The next Sajwani generation also has its eyes on the future. Most recently, Amira and Ali’s joint business, Amali Properties, which they launched in 2022, unveiled Amali Island in March 2024, a community of 24 luxury three-story villas amongst Dubai’s The World Islands that are being designed to offer an exclusive resort lifestyle to residents. Abbas’s luxury property development company, AHS Properties, which he established in 2021, partnered with FENDI Casa in December 2023 to develop the $850 million ultra-luxury CASA Canal tower, also in Dubai. Meanwhile, Mehdi—a 16-year-old sports enthusiast—is the founder and chairman of the MHS Sports Academy in the DAMAC Hills community. All say they are in daily contact with their father through their work, their very active family WhatsApp group, and regular family meals, with most of the conversations involving business in some way.

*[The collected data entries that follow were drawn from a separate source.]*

PR #5003, opened 2024-04-27
Standard FilledTextInput Modal Margins

Jon-edge:
- Retained total margins for the most part. Prioritizing consistency over 100% retaining original margins.
- `PasswordReminderModal`, `TextInputModal`: Changes might look like they're losing vertical margins between `FilledTextInput` and buttons, but using the new standard `ModalButtons` takes care of that by providing extra top button margins.
- Added unit tests for changed modals that had no coverage

image
image
image

### CHANGELOG

- [x] Yes
- [ ] No

### Dependencies

https://github.com/EdgeApp/edge-react-gui/pull/5009

### Requirements

- [x] Tested on iOS device

---
  - https://app.asana.com/0/0/1206366276415248

### DIFF
--- a/CHANGELOG.md
+++ b/CHANGELOG.md
@@ -9,6 +9,8 @@
 - changed: Consistent light account backup modal UI
 - changed: Currency icon now shown in wallet picker button in Swap and Transaction List scenes
 - changed: Transaction List Scene displays wallet name in title
+- changed: Consistent light account backup modal UI
+- changed: Consistent margins for modal text inputs
 - fixed: Various React Native debug warnings
 - fixed: Fio domain registration supported payment currencies
 - removed: Bitpay deeplink support
--- a/src/__tests__/modals/CountryListModal.test.tsx
+++ b/src/__tests__/modals/CountryListModal.test.tsx
@@ -1,0 +1,27 @@
+import { describe, expect, it } from '@jest/globals'
+import * as React from 'react'
+import TestRenderer from 'react-test-renderer'
+
+import { CountryListModal } from '../../components/modals/CountryListModal'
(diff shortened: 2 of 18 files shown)


src/__tests__/components/FilledTextInput.test.tsx
```diff
@@ -3,14 +3,14 @@ import * as React from 'react'
 import { createRenderer } from 'react-test-renderer/shallow'
 
 import { SearchIconAnimated } from '../../components/icons/ThemedIcons'
-import { FilledTextInput } from '../../components/themed/FilledTextInput'
+import { FilledTextInputRaw } from '../../components/themed/FilledTextInput'
```
paullinator, line 6: I'm not sure if there was team consensus around this, but I would invert this name change. FilledTextInput should be the "raw" version. It should be capable of being a library used outside of Edge.

`ModalFilledTextInput` would be the preferred name for a wrapper that adds padding specific to modals or whatever use Edge needs.

paullinator (changes requested):

src/__tests__/components/FilledTextInput.test.tsx
Jon-edge: My two considerations that prompted the change were:
1. Make it more apparent changes are needed to bring a parent up to spec within our codebase, to make sure it's painfully obvious it's not preferable for callers to make up their own special styling
2. That this layout isn't specific to modals but UI4 conventions in general of splitting 0.5rem everywhere

Mainly #2 drove this change but we can just duplicate the styling I suppose between modal and scene.

paullinator (approved):

PR #5004, opened 2024-04-29
Fix InsufficientFeesModal logic

peachbits:
---
  - https://app.asana.com/0/0/1206616383733403

### DIFF
--- a/src/components/scenes/SendScene2.tsx
+++ b/src/components/scenes/SendScene2.tsx
@@ -344,7 +344,7 @@ const SendComponent = (props: Props) => {
         if (error == null) return
         console.log(error)
         const insufficientFunds = asMaybeInsufficientFundsError(error)
-        if (insufficientFunds != null && insufficientFunds.tokenId != null && spendInfo.tokenId !== insufficientFunds.tokenId) {
+        if (insufficientFunds != null && spendInfo.tokenId !== insufficientFunds.tokenId) {
           await Airship.show(bridge => <InsufficientFeesModal bridge={bridge} coreError={insufficientFunds} navigation={navigation} wallet={coreWallet} />)
         }
       })
--- a/src/components/scenes/SendScene2.tsx
+++ b/src/components/scenes/SendScene2.tsx
@@ -9,7 +9,8 @@ import {
   EdgeSpendInfo,
   EdgeSpendTarget,
   EdgeTokenId,
-  EdgeTransaction
+  EdgeTransaction,
+  InsufficientFundsError
 } from 'edge-core-js'
 import * as React from 'react'
 import { ActivityIndicator, Alert, TextInput, View } from 'react-native'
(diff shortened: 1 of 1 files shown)


src/components/scenes/SendScene2.tsx
```diff
@@ -984,6 +992,13 @@ const SendComponent = (props: Props) => {
           } else {
             e.message = sprintf(lstrings.stake_error_insufficient_s, errorCurrencyCode)
           }
+
+          if (spendInfo.tokenId !== insufficientFunds.tokenId) {
+            // Show the modal if the flip input modal is closed or save it to show when it closes later
+            const modalPromise = async () =>
+              await Airship.show(bridge => <InsufficientFeesModal bridge={bridge} coreError={insufficientFunds} navigation={navigation} wallet={coreWallet} />)
+            flipInputModalOpen.current == null ? (insufficientFeesModalPromise.current = modalPromise) : modalPromise().catch(error => showError(error))
```
swansontec, line 1000: This condition will never be true, because it's always `true | false`, not `null`.

src/components/scenes/SendScene2.tsx
```diff
@@ -189,6 +189,9 @@ const SendComponent = (props: Props) => {
   const parentExchangeDenom = getExchangeDenom(coreWallet.currencyConfig, null)
   const iconColor = useIconColor({ pluginId, tokenId })
 
+  const insufficientFeesModalPromise = React.useRef<(() => Promise<void>) | undefined>(undefined)
```
swansontec, line 192: This needs another name, because it's not a promise, but rather a function. Maybe call it `pendingInsufficientFeesModal`, or even change the type to `React.useRef<InsufficientFundsError | undefined>` and then copy / past the actual modal display logic to the two places. That way it's just plain-old data, not hidden logic.

swansontec (changes requested):
There is a logic condition that will never run, so we need to fix that.

samholmes (approved):

src/components/scenes/SendScene2.tsx
```diff
@@ -995,9 +992,13 @@ const SendComponent = (props: Props) => {
...
             // Show the modal if the flip input modal is closed or save it to show when it closes later
-            const modalPromise = async () =>
-              await Airship.show(bridge => <InsufficientFeesModal bridge={bridge} coreError={insufficientFunds} navigation={navigation} wallet={coreWallet} />)
-            flipInputModalOpen.current == null ? (insufficientFeesModalPromise.current = modalPromise) : modalPromise().catch(error => showError(error))
+            if (flipInputModalRef.current != null) {
+              pendingInsufficientFees.current = insufficientFunds
+            } else {
+              await Airship.show(bridge => (
+                <InsufficientFeesModal bridge={bridge} coreError={insufficientFunds} navigation={navigation} wallet={coreWallet} />
+              )).catch(error => showError(error))
```
samholmes, line 1000: Dedupe this call to InsufficientFeesModal to a `showInsufficientFeesModal(error: unknown)`

swansontec (approved):

PR #5009, opened 2024-05-02
Jon/fix/buttons-modal-buttons

Jon-edge:
### CHANGELOG

- [x] Yes
- [ ] No

### Dependencies

 none

### Requirements

- [x] Tested on iOS device

---
  - https://app.asana.com/0/0/1207208111119437

### DIFF
--- a/src/components/modals/ButtonsModal.tsx
+++ b/src/components/modals/ButtonsModal.tsx
@@ -3,15 +3,29 @@ import { View, ViewStyle } from 'react-native'
 import { AirshipBridge } from 'react-native-airship'
 
 import { useHandler } from '../../hooks/useHandler'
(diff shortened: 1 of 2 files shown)


src/components/modals/ButtonsModal.tsx
```diff
@@ -44,6 +58,7 @@ export interface ButtonModalProps<Buttons> {
 }
 
 /**
+ * @deprecated
```
swansontec, line 61: This is the wrong Javadoc syntax. The first line is always the item description, and then the @ tags go below that. So, please move the `@deprecated` to the bottom of the block and then add a message, so `@deprecated Use ButtonsModal2 instead`

swansontec (approved):
This will work. Please clean up the comment thing though.

PR #5014, opened 2024-05-06
Add spinning toast when finalizing Paybis quote

paullinator:
### CHANGELOG

- [ ] Yes
- [x] No

### Dependencies

 none

### Requirements

- [x] Tested on iOS device

---
  - https://app.asana.com/0/0/1207214496338536

### DIFF
--- a/src/plugins/gui/fiatPlugin.tsx
+++ b/src/plugins/gui/fiatPlugin.tsx
@@ -249,6 +249,9 @@ export const executePlugin = async (params: {
     },
     exitScene: async () => {
       navigation.pop()
+    },
+    waitForAnimationFrame: async () => {
+      await new Promise(resolve => requestAnimationFrame(resolve))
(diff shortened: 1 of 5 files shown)


src/plugins/gui/fiatPlugin.tsx
```diff
@@ -249,6 +249,9 @@ export const executePlugin = async (params: {
     },
     exitScene: async () => {
       navigation.pop()
+    },
+    waitForAnimationFrame: async () => {
+      await new Promise(resolve => requestAnimationFrame(resolve))
```
swansontec, line 254: I wonder if calling this `prepareForBigCalculation` would make more sense, since it's goal is to get things in shape before clogging the CPU.

swansontec (approved):
This is pretty simple! I have one naming suggestion, but you name is fine too.

PR #5026, opened 2024-05-15
Add performance metrics to logs

samholmes:
### CHANGELOG

- [x] Yes
- [ ] No

### Dependencies

 none

### Requirements

- [x] Tested on iOS device

---
  - https://app.asana.com/0/0/1206479125385477

### DIFF
--- a/CHANGELOG.md
+++ b/CHANGELOG.md
@@ -2,11 +2,12 @@
 
 ## Unreleased
 
+- added: Add Visa/MC buy support with Paybis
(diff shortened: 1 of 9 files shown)


swansontec (approved):
The native boot-up measurements make sense, but the react-native-performance library seems overkill for logging some timestamp differences. Still, assuming we go with this library choice, it seems weird to then completely alter its API. Now we have complexity on top of complexity.

Nevertheless, I see that it works, so let's get it in.

PR #5030, opened 2024-05-16
React Navigation v7

swansontec:
### CHANGELOG

- [ ] Yes
- [x] No

### Dependencies

 none

### Requirements

- [x] Tested on iOS device

---
  - https://app.asana.com/0/0/1205308893333750


src/components/Main.tsx
```diff
@@ -279,7 +279,14 @@ export const Main = () => {
       {experimentConfig == null ? (
         <LoadingSplashScreen />
       ) : (
-        <NavigationContainer theme={reactNavigationTheme}>
+        <NavigationContainer
+          // This lets us dive into nested navigators using just a route name.
+          // We need to port to using the new syntax,
+          // so do `navigate('stackName', { screen: 'nestedSceneName' }`
+          // instead of `navigate('nestedSceneName')`:
+          navigationInChildEnabled
```
samholmes, line 287: Is this necessary on all instances of `Stack.Navigator` or other navigator component instances perhaps?

samholmes (approved):
This seems like a simple upgrade even though it's a major version bump from an API level change. However, the behavior implications could only be known and resolved by testing, so let's get this in QAs hands asap. Hopefully they're navigation test suite covers all navigation calls.

src/components/Main.tsx
swansontec: Probably?

PR #5037, opened 2024-05-25
Jon/fix/multiline-text-input

Jon-edge:
Original implementation (saved in `jon/wip/multiline-input-dyn-maxheight`)
https://github.com/EdgeApp/edge-react-gui/assets/90650827/8d141a5d-53f5-4e1c-9bf5-108530f6aab9

New simpler implementation:
https://github.com/EdgeApp/edge-react-gui/assets/90650827/ca0aafdf-aea9-4550-bb67-320732d0dd69

### CHANGELOG

- [x] Yes
- [ ] No

### Dependencies

 none

### Requirements

- [x] Tested on iOS device

---
  - https://app.asana.com/0/0/1205865555810653

### DIFF
--- a/src/components/themed/FilledTextInput.tsx
+++ b/src/components/themed/FilledTextInput.tsx
@@ -245,7 +245,7 @@ export const FilledTextInput = React.forwardRef<FilledTextInputRef, FilledTextIn
       : keyboardType
 
   return (
-    <View style={marginRemStyle}>
+    <OuterContainer multiline={multiline} marginRemStyle={marginRemStyle}>
       <EdgeTouchableWithoutFeedback accessible={false} testID={testID} onPress={() => focus()}>
         <Container disableAnimation={disableAnimation} focusAnimation={focusAnimation} multiline={multiline} scale={scale}>
           <SideContainer scale={leftIconSize}>{LeftIcon == null ? null : <LeftIcon color={iconColor} size={leftIconSize} />}</SideContainer>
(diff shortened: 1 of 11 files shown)


src/components/themed/FilledTextInput.tsx
```diff
@@ -556,15 +576,24 @@ const StyledNumericInput = styledWithRef(NumericInput)<{
...
   // Need 2 pixels of shift given a 16 point rem settings
   // This is due to Android rendering a text input vertically lower
   // than a Text field by ~2 pixels
   const androidVShift = isAndroid ? rem / 8 : 0
 
+  // For animating height changes in multiline input
+  const animatedHeightStyle = useAnimatedStyle(() => {
+    if (dynamicHeight.value == null) return {}
+    return {
+      height: withTiming(dynamicHeight.value, { duration: 100 }) // Smooth animation for height change
```
swansontec, line 593: This works great, and feels really smooth! However, if you type in more text than fits on the screen, the text input just keeps growing forever, and never gets a scroll bar. This makes it impossible to edit the top lines of text, because they get pushed off screen.

So, I think we either need a `flexShrink` or a `maxHeight` or something like that, so the text input does not overflow the screen.

swansontec (changes requested):

src/components/themed/FilledTextInput.tsx
Jon-edge: Ok looks like I way overcomplicated it. Trying to cap the height ends up in a circular dependency nightmare, and trying to guess how tall an input can be beforehand isn't really feasible across devices.

Just gonna table the original implementation, might come in handy later. For now, just making it always full screen for multiline.

swansontec (approved):
It's not a pretty, but this new version is nice & stable.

Legacy is not something to be taken lightly with an empire as big as the DAMAC Group, but according to Ali—who leads DAMAC’s transformation office—a company-wide evolution is underway to ensure its future as a global corporation. “When you have such high growth and revenue, it puts a lot of strain on the company. Imagine you’re driving a car on the road, and suddenly, you have to go on the race track. The tires wear out, the engine wears out, you have to upgrade everything,” he stresses. “We’re basically trying to configure the company in a way so that in two to three years, you don’t need such heavy involvement from the family. Hopefully, we can sit on boards and take key strategic decisions instead of being so involved operationally.”

While he seems far from ready to take a step back, Sajwani seems pleased with where the next generation is heading. “I am very happy with what they have accomplished so far, and I wish them all the best,” says the chairman. “My job is to train them, show them, and explain things to them, and then they’ll find their own path. I think they’re smart, and I’ve trained them well.”